__What is required__. The number of lines holding "tasks" is all you should give; count them in the records below.

__Exercise material__.
++++++++++++++++++++

PR #542, opened 2020-11-25
config.public.json: add @supersandro2000

SuperSandro2000:
I would like to re-eval PRs if master was broken instead of nudging people to force push and start/build package from time to time.

### DIFF
--- a/config.public.json
+++ b/config.public.json
@@ -97,6 +97,7 @@
             "samueldr",
             "shlevy",
             "srhb",
+            "supersandro2000",
             "talyz",
             "teto",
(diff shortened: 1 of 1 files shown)


cole-h:
You don't need to be a trusted user to re-eval. Just `@ofborg eval` works. Same with prompting ofborg to build a package -- `@ofborg build pkgAttr`.

The only thing reserved for [trusted users](https://github.com/NixOS/ofborg#trusted-users) nowadays is building on Darwin (which doesn't matter at the moment, considering our Darwin builder is dead).

PR #544, opened 2021-01-03
typo: correct base checkout message

lukegb:
At present, when checking out the base branch, ofborg reports "Checking
original out paths", where I think it was intended to write "Checking
out original paths".


lukegb:
Staring at this more, this is actually as intended. My brain burped a bit here.

cole-h:
Maybe it would be clearer as `Checking original outPaths`.

PR #545, opened 2021-01-06
config.public.json: configure systemd topic label

alyssais:
I’ve used `nixos/modules/system/boot/systemd` to capture e.g. systemd.nix, systemd-unit-options.nix, etc. This should work as `PathTagger` just does a substring match, but I’m not sure if that’s something you’d like to depend on? If so, we’d have to move all the systemd options into a directory of their own (which might not be a bad thing anyway), or list them all out explicitly.

### DIFF
--- a/config.public.json
+++ b/config.public.json
@@ -215,6 +215,10 @@
         "6.topic: steam": [
             "pkgs/games/steam"
         ],
+        "6.topic: systemd": [
+            "pkgs/os-specific/linux/systemd",
+            "nixos/modules/system/boot/systemd"
+        ],
         "6.topic: TeX": [
             "pkgs/tools/typesetting/tex",
             "doc/languages-frameworks/texlive.xml"


config.public.json
```diff
@@ -215,6 +215,10 @@
         "6.topic: steam": [
             "pkgs/games/steam"
         ],
+	"6.topic: systemd": [
+            "pkgs/os-specific/linux/systemd",
+            "nixos/modules/system/boot/systemd"
+	],
```
cole-h: Alignment's slightly off.

```suggestion
        "6.topic: systemd": [
            "pkgs/os-specific/linux/systemd",
            "nixos/modules/system/boot/systemd"
        ],
```

cole-h (changes requested):
I think it's fine to rely on the substring. That said, do we want to add any of the tests to the list of monitored files?

config.public.json
SuperSandro2000: Also please do not mix tabs and spaces.

cole-h (approved):
LGTM.

~~EDIT: Waiting on Graham to fix our deployment stuff before merging (so I don't forget to deploy this afterwards).~~

cole-h:
A bit late, but everything's all good now. Thanks!

PR #546, opened 2021-01-16
tasks/evaluate: error on PRs targeting nixos-* or nixpkgs-* branches

cole-h:
A PR's target branch is easy to overlook. ofborg should complain loudly
if a nixos-* or nixpkgs-* branch is the target of a PR.

https://github.com/NixOS/nixpkgs/issues/109384, https://logs.nix.samueldr.com/nixos/2021-01-14#4470635

---

Happy to bikeshed on the actual message, but I think this is the right thing to do (and probably should have been done long ago).

EDIT: pedantry fixed here: https://github.com/NixOS/ofborg/pull/547

### DIFF
--- a/ofborg/src/tasks/evaluate.rs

++++++++++++++++++++

__Problem solution__. 2